Per il resto della serata, si concessero di parlare di argomenti meno impegnati o dolorosi. Jara declinò l’invito di dormire al quartier generale, preferendo la stanza che Rheva poteva metterle a disposizione.

Quando si separarono, la dottoressa pagò il conto per entrambi.

“Il prossimo giro lo offrirai tu, Caporale.”

Si salutarono, con una stretta di mano e la promessa di passare più spesso per la Capitale da parte del legionario, contornata da qualche parola di circostanza di Jara. Era più fiduciosa lei, in quella brutta situazione, di chiunque altro.

Quando a Levi non rimase altra scelta se non fare ritorno al castello, preferì condurre Meruka per le redini piuttosto che montarle sul groppone. Si godette tutto di quella passeggiata, dalla luce delle stelle e della luna che rendevano il sentiero pienamente visibile, fino alla brezza leggermente fresca di quella notte estiva.

Ad attenderlo non trovò ovviamente nessuno. Sistemò al meglio la sua cavalcatura nella stalla, prendendosi il tempo di sbrigliarla e passarle sul pelo irto del groppone a causa del panno una spazzola dalle setole rigide.

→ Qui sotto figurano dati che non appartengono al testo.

PR #33211, opened 2025-02-24
Qual: Fix phan notices in functions.lib.php

mdeweerd:
# Qual: Fix phan notices in functions.lib.php

Fixes the phan notices in functions.lib.php, but I did not fix those where an amount is passed into a field that does not expect this for Product::getLibStatut.


mdeweerd:
@eldy I am releasing this with the two remaining phan notices - I think it's better to fix them to detect future noticies of these types on functions.lib.php

mdeweerd:
@eldy The last notices are now fixed with some type hinting.

PR #183, opened 2026-08-20
[Sigmoid] Fix benchmark-only tests compile errors

hdelassus:
When SKL_ENABLE_TESTS=OFF and SKL_ENABLE_BENCHMARKS=ON, some static
symbols were defined yet not used, leading to the compiler emitting
errors at compile-time.  This patch makes those symbols extern. Since
we're building executables, this shouldn't cause any problem.

### DIFF
--- a/test/sigmoid/sigmoid_bf16_xsfvfbfa.c
+++ b/test/sigmoid/sigmoid_bf16_xsfvfbfa.c
@@ -35,27 +35,27 @@
 #define SWIGLU_MAX (+6.f)
 #define SWIGLU_DELTA (__bf16)0.5
 
-static void test_swish_bf16_xsfvfbfa(__bf16 *out, const __bf16 *in, size_t n) {
+void test_swish_bf16_xsfvfbfa(__bf16 *out, const __bf16 *in, size_t n) {
   skl_swish_bf16_xsfvfbfa(out, SWISH_BETA, in, n);
 }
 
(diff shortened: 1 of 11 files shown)


test/sigmoid/sigmoid_bf16_xsfvfbfa.c
```diff
@@ -39,25 +39,27 @@ static void test_swish_bf16_xsfvfbfa(__bf16 *out, const __bf16 *in, size_t n) {
...
 
-static void ref_glu_bf16(__bf16 *out, const __bf16 *in, size_t n) {
-  skl_glu_bf16_ref(out, in, in, n);
-}
-
 static void test_swiglu_bf16_xsfvfbfa(__bf16 *out, const __bf16 *in, size_t n) {
   skl_swiglu_bf16_xsfvfbfa(out, in, in, SWIGLU_DELTA, n);
 }
 
+#if defined(SKL_ENABLE_TESTS)
```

L’atrio del castello era deserto quando vi entrò e le lampade ad olio quasi tutte spente. Levi si fece strada a memoria, salendo la prima rampa verso gli alloggi femminili degli ufficiali. Non aveva più dormito in camera di Nina, dopo il loro primo litigio, ma dopo la missione all’esterno vi era tornato. Solo a quel punto, mentre girava l’angolo verso il lungo corridoio delle camerata, trovò una luce ad attenderlo.

Flebile e pallida, ma calda, c’era una candela accesa fra le mani di Petra Ral. Cosa lei ci facesse lì era un bel mistero, visto che gli alloggi delle reclute erano al quarto piano.

Levi comunque non lo chiese, limitandosi a guardare con espressione criptica la giovane, quasi come se attendesse di vederla spostarsi per poter passare. Lei, d’altro canto, trasalì alla sua presenza lì e si immobilizzò.

“Sono venuta a cercare il caposquadra Zöe” si giustificò anche se non interpellata lei, tirando il bordo della vestaglia bianca con la mano libera per coprirsi meglio il petto “A cena non c’era e-”

Hanji è partita stamattina alla volta del distretto di Utopia. Non tornerà prima di qualche giorno dalla Capitale” fu il commento laconico dell’uomo, che le girò attorno quando capì che lei non si sarebbe spostata nemmeno di mezzo centimetro.

“Caporale!”

Petra realizzò che aveva alzato la voce nell’esatto istante in cui ormai, l’aveva fatto. Semplicemente, non voleva che lui andasse via, non in quel momento. Il moro percepì qualcosa nella sua voce, forse un’urgenza o comunque una qualche sorta di malessere, quindi per giusta misura si voltò nuovamente verso di lei. Dopotutto era un superiore e lei era fuori dalle brande dopo il coprifuoco. Non voleva scocciature di sorte, quella specifica sera.

Ral.” La chiamò stanco, quasi pregandola, ma lei proseguì.

“Possiamo parlare?” lo chiese con la voce piccola, quasi infantile. E maledettamente bisognosa.

Lui, però, non volle sentire ragioni “Non fai parte della mia squadra” replicò secco, come se non volesse sentire nessun’altra replica “Dovresti cercare il tuo diretto superiore e-”

Sankov” In un impeto di coraggio, Petra lo interruppe “Sankov era il mio superiore.”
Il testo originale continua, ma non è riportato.